PR #469, opened 2022-11-22
Doc update.

p000ic:
Updated imports in the sample code.


mislav (commented):
Thanks, but note that it's not possible yet to fetch this package using the new repo URL because our package name is still the old name in our `go.mod`.

We will resolve this together with the fix for https://github.com/go-survey/survey/issues/465

PR #474, opened 2022-11-24
Fix redrawing prompts on Windows

mislav:
Fixes redrawing prompts on Windows so that:
1. The line before the 1st survey prompt isn't accidentally deleted,
2. The survey prompt is properly redrawn after recording an answer.

For help with debugging Survey, this also adds logging support by setting SURVEY_LOG_FILE environment variable.

Fixes https://github.com/go-survey/survey/issues/368
Closes https://github.com/go-survey/survey/pull/458

TODO:
- [ ] test in more different terminal combos
- [ ] test cursor handling when a prompt or an answer wraps due to viewport width


andyfeller:
@mislav : thank you for working towards the root of this issue for Windows users ✨ 

**What might you share about this work for someone else to pick it up and carry it completion?**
● ● ● ●
▶ _EXERCISE DETAILS_: Working through the entries above, copy every line in which "with" is found.

▶ _FINAL ANSWER_:
We will resolve this together with the fix for https://github.com/go-survey/survey/issues/465
For help with debugging Survey, this also adds logging support by setting SURVEY_LOG_FILE environment variable.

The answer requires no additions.